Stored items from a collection
PR #1200, opened 2024-03-12
healthcheck: fix toconsole condition logging

clwluvw:
Log to console either hasattr() or isatty()

### DIFF
--- a/src/exabgp/application/healthcheck.py
+++ b/src/exabgp/application/healthcheck.py
@@ -174,8 +174,7 @@ def setup_logging(debug, silent, name, syslog_facility, syslog):
         sh.setFormatter(logging.Formatter("{0}[{1}]: %(message)s".format(healthcheck_name, os.getpid())))
         logger.addHandler(sh)
     # To console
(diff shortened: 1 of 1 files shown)


vincentbernat:
This doesn't look correct. The check requires the `isatty` attribute to exist to call it. If I remember correctly, it may not exist on Windows, hence the check. With your change, if the attribute does not exist, you call it, which will trigger an exception. And if it exists, you don't really check this is a tty.

clwluvw:
@vincentbernat This is now not working inside a docker container. Do you have any alternative way to solve it?

vincentbernat:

- What the task requires -
Using the entries above, work out the number of lines containing the string "exabgp", and supply only that number.

- Reply to the exercise -
2